44. Набор по п. 33, отличающийся тем, что указанная ДНК представляет собой микробную ДНК, и указанный набор предназначен для стабилизации профиля микробиома биологического образца.

45. Набор по п. 33, отличающийся тем, что указанное средство гомогенизации представляет собой по меньшей мере один шарик для перемешивания, такой как шарик для перемешивания из нержавеющей стали или шарик для перемешивания из карбида вольфрама.

46. Набор по п. 45, отличающийся тем, что указанный по меньшей мере один шарик для перемешивания представляет собой шарик для перемешивания из нержавеющей стали, диаметр которого составляет приблизительно 5,6 – 11,1 мм и плотность которого составляет по меньшей мере приблизительно 7,6 г/см³.

47. Набор по п. 46, отличающийся тем, что диаметр указанного шарика для перемешивания из нержавеющей стали составляет приблизительно 7,1 – 8,7 мм, и указанный контейнер для образца представляет собой круглодонную пробирку, внутренний диаметр которой составляет приблизительно 12,9 мм.

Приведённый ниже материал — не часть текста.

PR #1776, opened 2022-12-07
chore: remove uses of obsolete golang.org/x/xerrors

thaJeztah:
go1.13 and up now provide this functionality, and the xerrors.Is() function was deprecated.

Removing the dependency, as it was only used in a test.


codyoss (approved):
Thanks!

thaJeztah:
You're welcome! Was digging through our dependencies to figure out why this was still in our dependency tree (so ploughing my way through various repositories 😂)

PR #1782, opened 2022-12-14
feat: support set null map entries for non-simple map values

codyoss:
Previous impl assumed maps would be of type map[string]string. Although this is most of the map types this library uses some use more complex types. For these cases it is impossible to unset fields in patch requests until this fix. Reported internal

Ref: b/261221901


noahdietz (approved):

quartzmo (approved):

Sparrowej9:
Hi

PR #1789, opened 2022-12-16
fix(idtoken): configure validator constructor to use no authentication by default

adrianajg:


codyoss (approved):

codyoss:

48. Набор по п. 33, отличающийся тем, что указанный биологический образец представляет собой образец фекалий, полученный от млекопитающего, указанная композиция характеризуется значением рН от 10,5 до 11,5, предпочтительно 11, и указанная композиция содержит, по существу состоит или состоит из:

CDTA в количестве от приблизительно 250 мМ до приблизительно 350 мМ, предпочтительно 300 мМ;

β-аланина в количестве от приблизительно 30 мМ до приблизительно 70 мМ, предпочтительно 50 мМ;

этанола в количестве от приблизительно 21,5% до приблизительно 23,5% по объему, предпочтительно 23,5% по объему;

додецилсульфата натрия в количестве от приблизительно 0 до приблизительно 1% (масс./об.), предпочтительно приблизительно 0,5% (масс./об.) ; и

Antifoam A в количестве от приблизительно 0 до приблизительно 0,2% (об./об.), предпочтительно приблизительно 0,1% (об./об.).

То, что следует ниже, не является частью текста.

Issue #873, opened 2021-02-12
idtoken: support authorized_user credential type


bouk:
Right now there's no way to get an ID token if your credentials are user credentials e.g. if you're signed into gcloud locally. 

Right now I have to exec out into `gcloud auth print-identity-token` to get a token, it would be great if this library supported it natively.

bouk:
I managed to work around this, as follows:

```
import (
	"context"
	"fmt"

	"golang.org/x/oauth2"
	"golang.org/x/oauth2/google"
	"google.golang.org/api/idtoken"
)

func IDTokenTokenSource(ctx context.Context, audience string) (oauth2.TokenSource, error) {
	// First we try the idtoken package, which only works for service accounts
	ts, err := idtoken.NewTokenSource(ctx, audience)
	if err != nil {
		if err.Error() != `idtoken: credential must be service_account, found "authorized_user"` {
			return nil, err
		}
		// If that fails, we use our Application Default Credentials to fetch an id_token on the fly
		gts, err := google.DefaultTokenSource(ctx)
		if err != nil {
			return nil, err
		}
		ts = oauth2.ReuseTokenSource(nil, &idTokenSource{TokenSource: gts})
	}
	return ts, nil
}

// idTokenSource is an oauth2.TokenSource that wraps another
// It takes the id_token from TokenSource and passes that on as a bearer token
type idTokenSource struct {
	TokenSource oauth2.TokenSource
}

func (s *idTokenSource) Token() (*oauth2.Token, error) {
	token, err := s.TokenSource.Token()
	if err != nil {
		return nil, err
	}

	idToken, ok := token.Extra("id_token").(string)
	if !ok {
		return nil, fmt.Errorf("token did not contain an id_token")
	}

	return &oauth2.Token{
		AccessToken: idToken,
		TokenType:   "Bearer",
		Expiry:      token.Expiry,
	}, nil
}
```

This code will wrap the google oauth TokenSource to pass through its id_token

codyoss:
Hey @bouk you are correct that we don't currently support this, but this was done intentionally at the time of writing. The identity token spec we follow states this is optional: [AIP 4116](https://google.aip.dev/auth/4116). That being said I am curious if the other language libraries we support currently have this feature. @bshaffer do you know if user credentials are used in other languages?

bouk:
The python SDK seems to support it at least, since that's what gcloud uses under the hood (I assume?)

codyoss:
[...]

PR #1792, opened 2022-12-27
feat(idtoken): add support for impersonated_service_account creds type

adrianajg:
- Allow NewTokenSource function to accept authorization credentials of type `impersonated_service_account`

Updates: #873


idtoken/idtoken.go
```diff
@@ -67,6 +71,7 @@ func NewClient(ctx context.Context, audience string, opts ...ClientOption) (*htt
 // provided and configured with the supplied options. The parameter audience may
 // not be empty.
 func NewTokenSource(ctx context.Context, audience string, opts ...ClientOption) (oauth2.TokenSource, error) {
+	option.WithScopes()
```
codyoss, line 74: nit: this looks unintentional.

idtoken/idtoken.go
```diff
@@ -103,45 +108,72 @@ func newTokenSource(ctx context.Context, audience string, ds *internal.DialSetti
...
+		if err != nil {
+			log.Println(err)
+		}
+		return ts, nil
 	}
-	return oauth2.ReuseTokenSource(tok, ts), nil
 }
 
-func isServiceAccount(data []byte) error {
+// isOfAllowedType returns the credentials type as a string, and an error.
```
codyoss, line 160: nit: update docs to reflect new name

idtoken/idtoken.go
```diff
@@ -103,45 +108,72 @@ func newTokenSource(ctx context.Context, audience string, ds *internal.DialSetti
...
+// allowed types are "service_account" and "impersonated_service_account"
+func getAllowedType(data []byte) (string, error) {
```
codyoss, line 162: I wonder if instead this should return an enum(Go does not have such a thing but their are patterns). I think that would clean up this code a bit.

idtoken/idtoken.go
```diff
@@ -103,45 +108,72 @@ func newTokenSource(ctx context.Context, audience string, ds *internal.DialSetti
...
 	}
+	// if not service account return an error
 	if err := json.Unmarshal(data, &f); err != nil {
-		return err
+		return "", err
 	}
-	if f.Type != "service_account" {
-		return fmt.Errorf("idtoken: credential must be service_account, found %q", f.Type)
+	if f.Type != "service_account" && f.Type != "impersonated_service_account" {
+		return "", fmt.Errorf("idtoken: credential must be service_account or impersonated_service_account, found %q", f.Type)
```
codyoss, line 174: More types may be added over time, be less specific and maybe just say it is an unsupported type.

idtoken/idtoken.go
codyoss: If we did an enum I think this should not return an error, and then in the calling code handle the undefined enum state.

idtoken/idtoken.go
```diff
@@ -103,45 +108,72 @@ func newTokenSource(ctx context.Context, audience string, ds *internal.DialSetti
...
-	customClaims["target_audience"] = audience
-
-	cfg.PrivateClaims = customClaims
-	cfg.UseIDToken = true
-
-	ts := cfg.TokenSource(ctx)
-	tok, err := ts.Token()
-	if err != nil {
-		return nil, err
+	if allowedType == "service_account" {
```
codyoss, line 115: Feels like this should we a switch instead of an if/else

idtoken/idtoken_test.go
```diff
@@ -0,0 +1,80 @@
+// Copyright 2020 Google LLC.
```
codyoss, line 1: nit: update year

idtoken/idtoken_test.go
```diff
@@ -0,0 +1,80 @@
...
+// Use of this source code is governed by a BSD-style
+// license that can be found in the LICENSE file.
+
+package idtoken
```
codyoss, line 5: I think this test should either be removed for now or else we need to turn it into a real integration test and setup creds. As is this is causing CI to fail.

codyoss (changes requested):

idtoken/idtoken.go
adrianajg: Removed.

codyoss:
@adrianajg It appears you have files that are not properly formatted

idtoken/integration_test.go
```diff
@@ -49,6 +50,58 @@ func TestNewTokenSource(t *testing.T) {
 	}
 }
 
+func TestNewTokenSource_WithImpersonatedServiceAccountCreds(t *testing.T) {
```
codyoss, line 53: Let remove this for now.

JohnsoNeal2013: Yea

JohnsoNeal2013:
Can someone please help me

adrianajg (commented):
Addressed changes, let me know if you see anything else. Thanks!

codyoss (approved):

49. Набор по п. 48, отличающийся тем, что указанная нуклеиновая кислота представляет собой микробную ДНК, и указанный набор предназначен для стабилизации профиля микробиома биологического образца.

50. Набор по п. 49, отличающийся тем, что указанное средство гомогенизации представляет собой по меньшей мере один шарик для перемешивания из нержавеющей стали, диаметр которого составляет приблизительно 5,6 – 11,1 мм и плотность которого составляет по меньшей мере приблизительно 7,6 г/см³, и указанный контейнер для образца представляет собой круглодонную пробирку, внутренний диаметр которой составляет приблизительно 12,9 мм.